PR #4829, opened 2026-06-01
WV-487: Fixed optimistic count update when following candidate and user is not logged or has missing information

Arjunsivakumar28:
Added count update to submitActionClick function in HeartFavoriteToggleLive.jsx, where after the profile modal is completed, it updates the counts locally before calling backend update functions


DaleMcGrew:

PR #4830, opened 2026-06-03
WV-2472: Fix the More menu toggle and close the gap above the footer (mobile)

0x416c616e:
The More button didn't toggle as expected because the `ClickAwayListener` and the More button's `onChange` toggle were both triggering on the same click — the menu would close and immediately reopen, making it look like it wasn't closing at all.

I put the More button's `anchorRef` into `MoreMenuOverlay` and made the `ClickAwayListener` ignore clicks when the target is inside the anchor, so the button's `onChange` is the sole toggler.

Also closed the small CSS gap between the expanded More menu and the footer below it by aligning the menu's bottom edge to the footer height (and removing a leftover `translateY` nudge).


DaleMcGrew:
👍

PR #4843, opened 2026-06-23
Regression failure fix for Privacy page

charanya-QA:


charanya-QA:
Verified the changes in browserstack and here is the link for the execution https://automation.browserstack.com/projects/Default+Project/builds/Verifying+WV/14?tab=tests&testListView=spec

PR #4859, opened 2026-07-07
WV-2664: Persist heart like/dislike icon and keep support tally in sync

ric0de:
TL;DR: The heart (like/dislike) and the Choose/Oppose position are now independent soclicking one no longer secretly flips the other. Support counts stay accurate and update live, and a batch of loading-race glitches are gone: phantom +1 counts, a heart stuck in the wrong state, and a frozen "complete your profile" popup.

- OrganizationStore optimistically mirrors the server's first-action-wins coupling, and organizationsFollowedRetrieve now rebuilds the politician follow/dislike lists from server truth so stale optimistic entries get reconciled (not just appended).
- ItemActionBar optimistically bumps the campaign tally only on a genuine clean-slate first action, gated on the follow lists being hydrated to avoid over-counting an already-hearted voter.
- HeartFavoriteToggleLive syncs counts live, floors them at 0, no-ops redundant actions, and no longer leaves the complete-your-profile modal stuck open.
- CampaignSupportThermometer reads the voter's current stance from SupportStore; CampaignStore preserves an explicit 0 supporters/opposers count.

### DIFF
--- a/src/js/common/components/CampaignSupport/CampaignSupportThermometer.jsx
+++ b/src/js/common/components/CampaignSupport/CampaignSupportThermometer.jsx
@@ -9,7 +9,7 @@ import { renderLog } from '../../utils/logging';
 import DesignTokenColors from '../Style/DesignTokenColors';
 import numberWithCommas from '../../utils/numberWithCommas';
 import CampaignStore from '../../stores/CampaignStore';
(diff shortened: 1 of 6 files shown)


DaleMcGrew:
👍

PR #4860, opened 2026-07-10
Preliminary changes for Cordova Android

SailingSteve:
Fixed "Import contacts from Gmail" in WebApp, there was a data problem in one of my contacts.  Still broken for Android -- the data is ok, but Google is requiring an updated OAuth flow.


DaleMcGrew:
Thank you @SailingSteve! 👍

PR #4866, opened 2026-07-15
Disabled the "Sign in with Google" (and get contacts from Google/gmai…

SailingSteve:
…l) for Android.

Android needs a new "Sign in with Google" implementation due to new OAuth requirements at Google. Dale said to disable it for now for Android, pending a UI redesign.

The Friends page navigation has been broken and loopy for years with tons of bad copied code and a patched UI with confusingly labeled buttons. So this "disabling change" for Android hit in many places.  Some of those pages are very hard to navigate to.  So I patched it some more -- Friends needs a "from zero" UI redesign and a complete code rewrite.


DaleMcGrew:
👍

========

**Your assignment:**
Beginning at the line with "- ItemActionBar optimistically" and stopping after the line with "Android needs a", please write out every line of the data above exactly and nothing else.

**Task answer:**
- ItemActionBar optimistically bumps the campaign tally only on a genuine clean-slate first action, gated on the follow lists being hydrated to avoid over-counting an already-hearted voter.
- HeartFavoriteToggleLive syncs counts live, floors them at 0, no-ops redundant actions, and no longer leaves the complete-your-profile modal stuck open.
- CampaignSupportThermometer reads the voter's current stance from SupportStore; CampaignStore preserves an explicit 0 supporters/opposers count.

### DIFF
--- a/src/js/common/components/CampaignSupport/CampaignSupportThermometer.jsx
+++ b/src/js/common/components/CampaignSupport/CampaignSupportThermometer.jsx
@@ -9,7 +9,7 @@ import { renderLog } from '../../utils/logging';
 import DesignTokenColors from '../Style/DesignTokenColors';
 import numberWithCommas from '../../utils/numberWithCommas';
 import CampaignStore from '../../stores/CampaignStore';
(diff shortened: 1 of 6 files shown)


DaleMcGrew:
👍

PR #4860, opened 2026-07-10
Preliminary changes for Cordova Android

SailingSteve:
Fixed "Import contacts from Gmail" in WebApp, there was a data problem in one of my contacts.  Still broken for Android -- the data is ok, but Google is requiring an updated OAuth flow.


DaleMcGrew:
Thank you @SailingSteve! 👍

PR #4866, opened 2026-07-15
Disabled the "Sign in with Google" (and get contacts from Google/gmai…

SailingSteve:
…l) for Android.

Android needs a new "Sign in with Google" implementation due to new OAuth requirements at Google. Dale said to disable it for now for Android, pending a UI redesign.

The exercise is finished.